13C NMR (125 MHz, CDCl3) δ 193.99 (d, J = 17.75 Hz: C=O), 142.71 (aromatic C), 134.08 (aromatic CH), 130.92 (aromatic C), 130.86 (=CH), 128.75 (aromatic CH), 128.31 (aromatic CH), 127.31 (aromatic CH), 119.89 (=CH2), 94.98 (d, J = 184.26 Hz: CF), 37.99 (d, J = 22.6 Hz, allylic CH2), 31.91 (d, J = 22.6 Hz: cyclohexyl CH2), 25.89 (d, J = 10.1 Hz, benzylic CH2).

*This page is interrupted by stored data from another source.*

PR #730, opened 2016-03-11
Support for reifying belongs_to relationships

theRealNG:
Support for reifying belongs_to relationships.
https://github.com/airblade/paper_trail/issues/503

So you can call @project.versions.last.reify( belongs_to: true) and get the client model at the time of last change of the project model.

### DIFF
--- a/lib/paper_trail/reifier.rb
+++ b/lib/paper_trail/reifier.rb
@@ -13,6 +13,7 @@ module PaperTrail
           mark_for_destruction: false,
           has_one: false,
           has_many: false,
+          belongs_to: false,
           unversioned_attributes: :nil
         )
 
@@ -60,15 +61,6 @@ module PaperTrail
 
       private
 
-      def reify_associations(model, options, version)
-        if options[:has_one]
-          reify_has_ones version.transaction_id, model, options
-        end
-        if options[:has_many]
-          reify_has_manys version.transaction_id, model, options
-        end
-      end
-
       # Set all the attributes in this version on the model.
       def reify_attributes(model, version, attrs)
         enums = model.class.respond_to?(:defined_enums) ? model.class.defined_enums : {}
@@ -114,7 +106,7 @@ module PaperTrail
           elsif version.event == "create"
             options[:mark_for_destruction] ? record.tap(&:mark_for_destruction) : nil
           else
-            version.reify(options.merge(has_many: false, has_one: false))
+            version.reify(options.merge(has_many: false, has_one: false, belongs_to: false))
           end
         end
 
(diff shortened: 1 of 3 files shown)


theRealNG:
Need help. RuboCop tests are failing because of Cyclomatic and Perceived complexity for reify is too high. Don't know how to fix it.

lib/paper_trail/reifier.rb
```diff
@@ -160,6 +165,32 @@ def reify_has_ones(transaction_id, model, options = {})
...
+          collection = if version.nil?
+                         assoc.klass.where(assoc.klass.primary_key => collection_key).first
+                       elsif version.event == "create"
+                         options[:mark_for_destruction] ? collection.mark_for_destruction : nil
+                       else
+                         version.reify(options.merge(has_many: false, has_one: false,
+                                                     belongs_to: false))
+                       end
+
+          model.send("#{assoc.name}=".to_sym, collection)
```
seanlinsley: `to_sym` isn't necessary here -- `send` automatically does that for you

theRealNG: I think the "send" method in ruby v1.9.3 accepts only a symbol.

jaredbeck:
> Need help. RuboCop tests are failing because of Cyclomatic and Perceived complexity for reify is too high. Don't know how to fix it.

I'm sure we can find a way to extract a private method. (http://refactoring.com/catalog/extractMethod.html)

jaredbeck:
> I'm sure we can find a way to extract a private method. (http://refactoring.com/catalog/extractMethod.html)

This should help: https://github.com/airblade/paper_trail/pull/734

Oh!, I see you're also working on that?

jaredbeck:
> Oh!, I see you're also working on that?

Haha, we came up with the same thing :D

theRealNG:
Refactored the "reify_associations" model to return the model, so that in future we can use it in any other place if required.

lib/paper_trail/reifier.rb
```diff
@@ -166,6 +167,32 @@ def reify_has_ones(transaction_id, model, options = {})
...
+          version = assoc.klass.paper_trail_version_class.
+            where("item_type = ?", assoc.class_name).
+            where("item_id = ?", collection_key).
+            where("created_at >= ? OR transaction_id = ?", options[:version_at], transaction_id).
+            order("id").limit(1).first
+
+          collection = if version.nil?
+                         assoc.klass.where(assoc.klass.primary_key => collection_key).first
+                       elsif version.event == "create"
+                         options[:mark_for_destruction] ? collection.mark_for_destruction : nil
```
jaredbeck: Is there a test that covers this line? It seems like the reference to `collection` here would raise a `NameError`. What am I missing?

theRealNG: Nice catch. But I don't think this condition is ever met as the base model is always created before the associated model. Ex:- Widget instance is created before the wotsit instance.

jaredbeck:
Please rebase on master, squash commits, and add a changelog entry. Thanks.

theRealNG:
@jaredbeck  Done

lib/paper_trail/reifier.rb
```diff
@@ -55,20 +56,10 @@ def reify(version, options)
         reify_attributes(model, version, attrs)
         model.send "#{model.class.version_association_name}=", version
         reify_associations(model, options, version)
-        model
```
jaredbeck: I think I'd rather keep the explicit return value here, instead of moving it to `reify_associations`.

jaredbeck:
I've read through your tests and they look very thorough, thanks!

Other than my minor point about the return value of `reify_associations`, I think this is ready to merge.

theRealNG:
@jaredbeck Changes the the return value of `reify_associations` as suggested.

jaredbeck:
Merged. Thanks NG! Please submit a changelog entry when you get a chance.

PR #732, opened 2016-03-13
support for choosing association to track

theRealNG:
It looks like we are saving into version_associations only when the model that is being updated has a belongs_to association.

So basically added a small check in the save_associations method. I'm not sure this is the correct way. If it is fine then I will write specs for the change.

https://github.com/airblade/paper_trail/issues/639


seanlinsley:
Could you add a test for this?

theRealNG:
Need some help here. Not able to figure out where to write specs for this feature.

19F NMR (376MHz, CDCl3) δ -158.79(m).
FTIR (CD2Cl2): νmax 1701, 1604, 1238
HRMS calcd for C13H13OF [M + H] = 205.1029, found 205.1036
There are a few things that you would want to tweak for your lab reports, but also some lessons to learn. BB1041 is simply where I can find this in my notebook. The NMR data includes the strength of the instrument followed by the solvent. Then each peak is listed followed by the information about it. The IR data includes the solvent in paranthesis followed by a listing of the most significat peaks. For your lab reports, you should include a short analysis of those peaks. Yours should look something like this.
cyclohex-2-enone
Colorless oil
FTIR: (CD
2Cl
2):
3100(sp2 C-H strecthing), 2915(sp3 C-H stretching), 1680 (conj. ketone, C-O stretch), 1600 (C-C double bond stetching).